• _PROBLEM_
What is needed is a word-for-word copy of the records below.

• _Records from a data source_

· · · · ·

PR #587, opened 2021-01-22
Bypass docker pull limit by parameterizing registry

Xenwar:
This PR parameterizes the docker registry for pulling images.
Which registry is used determined by the following variable, with the give default value.

```
export OVERRIDE_DOCKER_REGISTRY_1=${OVERRIDE_DOCKER_REGISTRY_1:-"docker.io"}
```

If you wish to use a different registry, please assign value in a `HOST:PORT/path` format.

Note that when using your own registry, you need to pay attention to the path on which your images are located.
It is not necessarily the same as what is used in `docker.io` or `registry.hub.docker.com`


vm-setup/roles/packages_installation/tasks/ubuntu_required_packages.yml
```diff
@@ -39,61 +39,21 @@
...
\ No newline at end of file
+    - name: Registries configuration for podman
+      blockinfile:
+        path: /etc/containers/registries.conf
+        create: true
+        block: |
+            unqualified-search-registries = ['registry.nordix.org']
+            
+            [[registry]]
+            prefix = "\registry.nordix.org\"
```
fmuyassarov, line 55: I think we don't need backslashes here since this for source cluster and it will be added by Ansible not cloud-init.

· · · · ·

• _ANSWER SPACE_
PR #587, opened 2021-01-22
Bypass docker pull limit by parameterizing registry

Xenwar:
This PR parameterizes the docker registry for pulling images.
Which registry is used determined by the following variable, with the give default value.

```
export OVERRIDE_DOCKER_REGISTRY_1=${OVERRIDE_DOCKER_REGISTRY_1:-"docker.io"}
```

If you wish to use a different registry, please assign value in a `HOST:PORT/path` format.

Note that when using your own registry, you need to pay attention to the path on which your images are located.
It is not necessarily the same as what is used in `docker.io` or `registry.hub.docker.com`


vm-setup/roles/packages_installation/tasks/ubuntu_required_packages.yml
```diff
@@ -39,61 +39,21 @@
...
\ No newline at end of file
+    - name: Registries configuration for podman
+      blockinfile:
+        path: /etc/containers/registries.conf
+        create: true
+        block: |
+            unqualified-search-registries = ['registry.nordix.org']
+            
+            [[registry]]
+            prefix = "\registry.nordix.org\"
```
fmuyassarov, line 55: I think we don't need backslashes here since this for source cluster and it will be added by Ansible not cloud-init.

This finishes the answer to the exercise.